- [DATA FOR THIS TASK]
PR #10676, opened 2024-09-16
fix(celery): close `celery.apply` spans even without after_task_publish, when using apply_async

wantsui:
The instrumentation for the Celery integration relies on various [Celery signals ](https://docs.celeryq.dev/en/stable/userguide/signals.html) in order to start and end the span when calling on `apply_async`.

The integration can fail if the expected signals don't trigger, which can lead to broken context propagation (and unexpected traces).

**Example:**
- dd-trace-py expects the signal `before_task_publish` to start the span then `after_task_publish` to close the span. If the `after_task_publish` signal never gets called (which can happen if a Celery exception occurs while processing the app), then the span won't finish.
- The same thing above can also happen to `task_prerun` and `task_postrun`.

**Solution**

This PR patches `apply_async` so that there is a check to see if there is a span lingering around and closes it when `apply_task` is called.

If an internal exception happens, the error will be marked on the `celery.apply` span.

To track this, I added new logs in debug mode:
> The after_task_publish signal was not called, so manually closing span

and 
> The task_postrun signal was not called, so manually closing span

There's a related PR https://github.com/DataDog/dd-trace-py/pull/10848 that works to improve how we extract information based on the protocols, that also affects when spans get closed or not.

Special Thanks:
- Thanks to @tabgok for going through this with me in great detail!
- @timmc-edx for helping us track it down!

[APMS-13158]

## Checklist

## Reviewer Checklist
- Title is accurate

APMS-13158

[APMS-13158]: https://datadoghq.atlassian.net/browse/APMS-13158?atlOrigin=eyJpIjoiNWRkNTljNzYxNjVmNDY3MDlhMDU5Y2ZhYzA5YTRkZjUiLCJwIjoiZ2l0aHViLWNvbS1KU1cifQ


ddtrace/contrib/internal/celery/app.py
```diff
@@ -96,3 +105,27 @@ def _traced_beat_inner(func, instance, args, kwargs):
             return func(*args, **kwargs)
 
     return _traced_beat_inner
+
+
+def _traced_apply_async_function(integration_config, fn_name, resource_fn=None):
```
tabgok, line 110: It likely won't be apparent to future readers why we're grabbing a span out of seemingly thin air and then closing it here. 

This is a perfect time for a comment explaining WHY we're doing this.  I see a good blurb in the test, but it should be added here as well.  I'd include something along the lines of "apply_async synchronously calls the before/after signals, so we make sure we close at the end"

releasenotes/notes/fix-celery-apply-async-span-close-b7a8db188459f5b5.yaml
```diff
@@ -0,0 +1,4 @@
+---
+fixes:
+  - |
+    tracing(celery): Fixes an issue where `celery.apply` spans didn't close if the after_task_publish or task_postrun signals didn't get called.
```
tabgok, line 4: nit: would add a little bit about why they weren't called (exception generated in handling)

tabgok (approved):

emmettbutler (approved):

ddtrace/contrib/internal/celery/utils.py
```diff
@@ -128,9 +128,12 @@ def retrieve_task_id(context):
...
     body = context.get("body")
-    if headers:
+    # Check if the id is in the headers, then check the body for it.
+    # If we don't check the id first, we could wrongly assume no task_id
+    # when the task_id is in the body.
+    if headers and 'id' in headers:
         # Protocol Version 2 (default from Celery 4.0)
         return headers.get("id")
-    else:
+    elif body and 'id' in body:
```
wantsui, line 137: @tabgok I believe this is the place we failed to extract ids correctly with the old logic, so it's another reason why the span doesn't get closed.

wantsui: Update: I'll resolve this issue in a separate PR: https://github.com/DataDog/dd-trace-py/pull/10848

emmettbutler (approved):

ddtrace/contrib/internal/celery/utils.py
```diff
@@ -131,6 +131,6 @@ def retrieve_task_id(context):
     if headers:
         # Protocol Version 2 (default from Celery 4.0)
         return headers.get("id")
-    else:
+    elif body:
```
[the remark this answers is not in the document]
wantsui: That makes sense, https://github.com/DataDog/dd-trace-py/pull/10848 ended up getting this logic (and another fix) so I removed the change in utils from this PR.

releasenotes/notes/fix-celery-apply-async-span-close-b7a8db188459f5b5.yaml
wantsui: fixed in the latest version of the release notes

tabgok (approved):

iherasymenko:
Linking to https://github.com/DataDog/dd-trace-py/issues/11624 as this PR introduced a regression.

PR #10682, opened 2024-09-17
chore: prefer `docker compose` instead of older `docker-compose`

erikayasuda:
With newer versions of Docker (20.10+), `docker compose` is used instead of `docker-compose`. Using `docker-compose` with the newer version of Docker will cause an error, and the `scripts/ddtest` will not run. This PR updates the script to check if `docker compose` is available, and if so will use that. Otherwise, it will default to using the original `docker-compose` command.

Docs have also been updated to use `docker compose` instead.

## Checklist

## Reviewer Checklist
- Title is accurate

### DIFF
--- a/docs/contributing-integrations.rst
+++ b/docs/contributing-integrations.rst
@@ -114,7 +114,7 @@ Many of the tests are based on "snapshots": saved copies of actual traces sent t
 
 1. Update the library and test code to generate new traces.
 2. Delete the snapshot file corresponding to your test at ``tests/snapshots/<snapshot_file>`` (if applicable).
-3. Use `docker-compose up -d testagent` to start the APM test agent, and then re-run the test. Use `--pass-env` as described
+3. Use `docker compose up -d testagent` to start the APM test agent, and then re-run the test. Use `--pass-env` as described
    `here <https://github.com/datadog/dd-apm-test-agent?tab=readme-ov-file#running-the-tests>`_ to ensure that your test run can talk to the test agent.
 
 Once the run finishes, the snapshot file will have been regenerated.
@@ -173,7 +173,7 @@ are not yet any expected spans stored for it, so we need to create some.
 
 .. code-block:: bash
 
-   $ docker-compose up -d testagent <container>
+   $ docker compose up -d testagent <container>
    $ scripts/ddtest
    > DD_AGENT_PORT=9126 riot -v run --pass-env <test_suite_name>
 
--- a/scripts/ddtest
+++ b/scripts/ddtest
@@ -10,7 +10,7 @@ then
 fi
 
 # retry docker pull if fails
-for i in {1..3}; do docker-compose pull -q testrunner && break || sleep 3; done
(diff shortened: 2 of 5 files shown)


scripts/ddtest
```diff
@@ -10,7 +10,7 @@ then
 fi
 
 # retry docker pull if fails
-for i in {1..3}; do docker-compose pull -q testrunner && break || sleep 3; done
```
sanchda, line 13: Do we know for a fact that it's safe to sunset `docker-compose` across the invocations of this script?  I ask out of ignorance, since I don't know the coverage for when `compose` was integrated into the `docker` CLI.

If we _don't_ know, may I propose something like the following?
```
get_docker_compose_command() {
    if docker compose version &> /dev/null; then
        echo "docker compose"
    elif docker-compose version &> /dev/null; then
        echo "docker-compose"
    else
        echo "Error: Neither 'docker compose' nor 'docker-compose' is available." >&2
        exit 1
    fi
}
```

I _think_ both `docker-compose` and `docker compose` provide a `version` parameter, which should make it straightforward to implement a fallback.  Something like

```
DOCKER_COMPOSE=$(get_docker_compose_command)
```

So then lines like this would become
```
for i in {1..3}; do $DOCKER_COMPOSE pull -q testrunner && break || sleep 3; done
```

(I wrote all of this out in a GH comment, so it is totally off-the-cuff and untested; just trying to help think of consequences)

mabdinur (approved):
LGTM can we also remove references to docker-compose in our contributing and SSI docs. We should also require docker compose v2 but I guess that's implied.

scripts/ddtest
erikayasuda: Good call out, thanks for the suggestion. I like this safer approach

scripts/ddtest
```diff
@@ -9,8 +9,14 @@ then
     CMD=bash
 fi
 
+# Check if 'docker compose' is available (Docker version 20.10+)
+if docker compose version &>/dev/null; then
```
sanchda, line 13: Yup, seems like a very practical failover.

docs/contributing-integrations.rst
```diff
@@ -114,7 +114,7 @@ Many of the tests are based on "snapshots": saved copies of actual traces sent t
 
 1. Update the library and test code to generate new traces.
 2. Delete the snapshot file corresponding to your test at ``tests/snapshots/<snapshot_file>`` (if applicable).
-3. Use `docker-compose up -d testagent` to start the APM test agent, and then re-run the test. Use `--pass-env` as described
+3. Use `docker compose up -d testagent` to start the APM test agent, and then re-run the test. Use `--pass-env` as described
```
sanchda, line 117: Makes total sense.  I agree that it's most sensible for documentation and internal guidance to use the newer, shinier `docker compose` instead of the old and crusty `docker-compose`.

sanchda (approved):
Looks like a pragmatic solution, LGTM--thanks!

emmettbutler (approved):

- [PROBLEM STATEMENT] Nothing but lines that contain "kwargs" should appear in the answer. Copy each from the records.

- [COMPLETED EXERCISE]
@@ -96,3 +105,27 @@ def _traced_beat_inner(func, instance, args, kwargs):
             return func(*args, **kwargs)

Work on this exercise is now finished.